### WHAT THE EXERCISE ASKS
Every entry must come back exactly as it was given.

### Saved data entries
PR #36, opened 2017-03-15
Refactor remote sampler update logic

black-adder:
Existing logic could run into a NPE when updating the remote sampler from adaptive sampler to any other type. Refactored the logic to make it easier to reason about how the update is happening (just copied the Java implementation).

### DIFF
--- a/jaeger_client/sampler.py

### TASK RESULT
PR #36, opened 2017-03-15
Refactor remote sampler update logic

black-adder:
Existing logic could run into a NPE when updating the remote sampler from adaptive sampler to any other type. Refactored the logic to make it easier to reason about how the update is happening (just copied the Java implementation).

### DIFF
--- a/jaeger_client/sampler.py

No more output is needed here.